← okcomputer.sh

what 8ms buys you at 65mph

a car going 65 miles per hour covers about 29 meters every second. in 8 milliseconds (the amount of inference time i saved on our latest optimization pass) the car travels roughly 23 centimeters. about 9 inches.

nine inches doesn't sound like much. but those 8ms aren't really about distance. they're about what the rest of the system gets to do with the time you gave back.

the latency budget

the FSD perception-to-action pipeline runs on a fixed time budget per camera frame. our main forward-facing cameras run at 36fps, which gives roughly 27ms per frame. in that window, the neural network takes raw camera images, runs inference, and outputs driving commands. whatever time the network doesn't use, the downstream planner gets.

before the optimization: inference took about 18ms, leaving 9ms for planning and control.

after: inference takes about 10ms, leaving 17ms.

the planner nearly doubled its time budget. that means more candidate trajectories evaluated, more safety checks, smoother control outputs. the car doesn't arrive sooner. it drives better.

where the time goes

when people hear "optimization" they think faster algorithms. sometimes. but most of the wins come from reorganizing how data moves through the chip.

Tesla's AI4 is an ASIC designed for neural network inference. it has a matrix-multiply unit (the part that does the math), on-chip SRAM (fast, close to compute, limited capacity), and off-chip DRAM (large, slow to access).

the game is keeping data in SRAM. every round trip to DRAM costs on the order of 100-200 nanoseconds. an operation on data already in SRAM takes maybe 1-2ns. that's roughly 100x.

a naive implementation runs each layer sequentially: load weights from DRAM, load activations, multiply, write results back to DRAM. the next layer loads those same results from DRAM again. data bounces in and out of slow memory between every layer. most of the wall-clock time isn't math. it's waiting.

operator fusion

the single biggest technique is operator fusion. instead of running layer norm, then attention, then projection as separate operations, each with DRAM round trips between them, you fuse them into a single operator that streams data through all three while keeping intermediates in SRAM.

this is conceptually simple and in practice a nightmare. each fused operator has to be optimized for the specific hardware. the tiling strategy (how you break the computation into chunks that fit in SRAM) depends on the exact weight matrix dimensions, the SRAM capacity, and the available bandwidth. change the model and you might need new fusion patterns.

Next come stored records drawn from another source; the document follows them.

PR #1096, opened 2024-04-16
Rake tasks for pushing commits to the dev environment

Rkotyank:
What problem does this pull request solve?

[Trello card](https://trello.com/c/Z8G6L6zt/388-add-dev-environment-support-tooling-to-all-repos)

To push a commit to a dev environment, we invoke an image building pipeline to produce an image with a specific prefix ("dev-"), which triggers the dev deployment pipelines.

This commit adds two Rake tasks:

push_to_dev
reset_dev_to_main

The former deploys the commit at the tip of the current branch to dev. The latter deploys the commit at the tip of main, after updating the remotes to get the very latest commits.

### DIFF
--- a/lib/tasks/deploy.rake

on this pass, the biggest win came from fusing the attention mechanism differently. the standard approach fuses the Q, K, V projections together. we found a way to fuse the QKV projection with the attention score computation for the first heads in each layer, keeping the K and V matrices in SRAM across the operation boundary. that eliminated two DRAM round trips per layer.

across roughly 40 transformer layers, that adds up. 8ms.

quantization

the other major lever is quantization. the model trains in FP16 (16-bit floating point), but we run most inference in INT8 (8-bit integer). INT8 halves the memory bandwidth requirement and the multiply-accumulate units process it faster.

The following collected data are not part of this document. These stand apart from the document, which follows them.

PR #1102, opened 2024-04-17
Add new member emails

thomasiles:
### Send notification emails when a user is added to a group

When a user is added to a group, they should receive an email notifying them.

This PR adds a new mailer which is used when a new membership is created. A new template has been added to notify with conditional text for the two cases: a new editor or a new group admin.

The design:
image

A sample email sent when joining a group (it's not shown in this image but the template is now "an editor" not "a editor")
image

### DIFF
--- a/app/controllers/group_members_controller.rb
+++ b/app/controllers/group_members_controller.rb
@@ -29,6 +29,7 @@ private
   end
 
   def group_member_params
-    params.require(:group_member_form).permit(:member_email_address).merge(group: @group, creator: current_user)
+    ## TODO: We are passing in host here because the admin doesn't know it's own URL to use in emails
+    params.require(:group_member_form).permit(:member_email_address).merge(group: @group, creator: current_user, host: request.host)
   end
 end
--- a/app/form_objects/group_member_form.rb
+++ b/app/form_objects/group_member_form.rb
@@ -18,10 +18,10 @@ class GroupMemberForm < BaseForm
       return false
     end
 
-    if new_membership.save
-      send_notification_email
-      true
-    end
+    new_membership.save!
+    send_notification_email
+
+    true
   end
 
 private
--- a/app/form_objects/group_member_form.rb
+++ b/app/form_objects/group_member_form.rb
@@ -1,7 +1,8 @@
 class GroupMemberForm < BaseForm
   include ActiveModel::Validations::Callbacks
+  include Rails.application.routes.url_helpers
 
-  attr_accessor :member_email_address, :group, :creator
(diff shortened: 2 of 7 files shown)


SamJamCul (approved):
Looking good!

app/form_objects/group_member_form.rb
```diff
@@ -17,7 +18,10 @@ def save
       return false
     end
 
-    new_membership.save!
+    if new_membership.save
+      send_notification_email
+      true
+    end
```
lfdebrux, line 24:
```suggestion
    new_membership.save!
    send_notification_email
    
    true
```

thomasiles: yes, that makes sense but the controller relies on the return value:

  @group_member_form = GroupMemberForm.new(group_member_params)
    if @group_member_form.save
      redirect_to group_members_path(@group.external_id)
    else
      render :new, status: :unprocessable_entity
    end

lfdebrux (approved):
Works on my machine!

app/controllers/group_members_controller.rb
```diff
@@ -29,6 +29,7 @@ def set_group
   end
 
   def group_member_params
-    params.require(:group_member_form).permit(:member_email_address).merge(group: @group, creator: current_user)
+    ## TODO: We are passing in host here because the admin doesn't know it's own URL to use in emails
```
DavidBiddle, line 32: This is a TODO but I'm not entirely sure what needs to be done - is there a card that can be referenced here?

DavidBiddle (commented):
Works for me locally and code looks good 🎉 had one small question about a TODO comment

app/controllers/group_members_controller.rb
thomasiles: yes, I should make one.

It's related to the point we discussed about the admin's URL in tech catchup on monday: https://docs.google.com/document/d/1iHfUoCzgg-2Mk9wbi5o46fFVRak_R6nNQ2m8OqSz_hs/edit

thomasiles: https://trello.com/c/zSQq9xee/1773-configure-admin-to-use-url-from-env-in-email-config

thomasiles:
> Works for me locally and code looks good 🎉 had one small question about a TODO comment

thanks, I've added two trello cards after the tech standup to cover this. It's not a big ticket so the cleanup shouldn't be too difficult.

https://trello.com/b/e28NIDBJ/govuk-forms-product-backlog-private-beta

I marked our conversation as resolved to merge this. I'm happy to discuss it further though if its not clear or more work needs to be done.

not everything quantizes cleanly. attention logits can have a wide dynamic range that INT8 clips. so we run a mixed precision scheme, certain operations stay in FP16, the rest quantize to INT8, calibrated per-layer against representative driving data.

calibration is fussier than people expect. a model quantized with mostly highway data will behave differently on residential streets with lots of pedestrians, because the activation distributions shift. we calibrate on a diverse dataset covering the main driving scenarios: highway, urban, construction, parking lots. the calibration set matters almost as much as the quantization scheme.

why it matters

there's a perception that inference work is "just engineering." important but not interesting. the model is the interesting part and we're plumbing.

i get it. but the model doesn't drive a car. the model running on a chip within a latency budget drives a car. every millisecond of inference time is a decision about what to compute, at what precision, with data stored where. those decisions change what the car can do.

8ms at 65mph is 23 centimeters. it's also the planner getting nearly twice the time to keep you safe. i'll take that trade.